§ **YOUR GOAL**:
Return each record shown beneath, word for word.

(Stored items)
PR #453, opened 2023-10-20
Added ListenToAcceptedTransactions to INX

alexsporn:


components/inx/server_utxo.go
```diff
@@ -244,34 +246,34 @@ func (s *Server) ListenToLedgerUpdates(req *inx.SlotRangeRequest, srv inx.INX_Li
...
 		latestCommitment := deps.Protocol.MainEngineInstance().SyncManager.LatestCommitment()
 
-		if startIndex > latestCommitment.Slot() {
+		if startSlot > latestCommitment.Slot() {
 			// no need to send previous milestone diffs
 			return 0, nil
 		}
 
 		// Stream all available milestone diffs first
 		pruningIndex := deps.Protocol.MainEngineInstance().SyncManager.LatestFinalizedSlot()
```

§ **SOLUTION TO THIS TASK**:
PR #453, opened 2023-10-20
Added ListenToAcceptedTransactions to INX

alexsporn:


components/inx/server_utxo.go
```diff
@@ -244,34 +246,34 @@ func (s *Server) ListenToLedgerUpdates(req *inx.SlotRangeRequest, srv inx.INX_Li
...
 		latestCommitment := deps.Protocol.MainEngineInstance().SyncManager.LatestCommitment()
 
-		if startIndex > latestCommitment.Slot() {
+		if startSlot > latestCommitment.Slot() {
 			// no need to send previous milestone diffs
 			return 0, nil
 		}
 
 		// Stream all available milestone diffs first
 		pruningIndex := deps.Protocol.MainEngineInstance().SyncManager.LatestFinalizedSlot()
```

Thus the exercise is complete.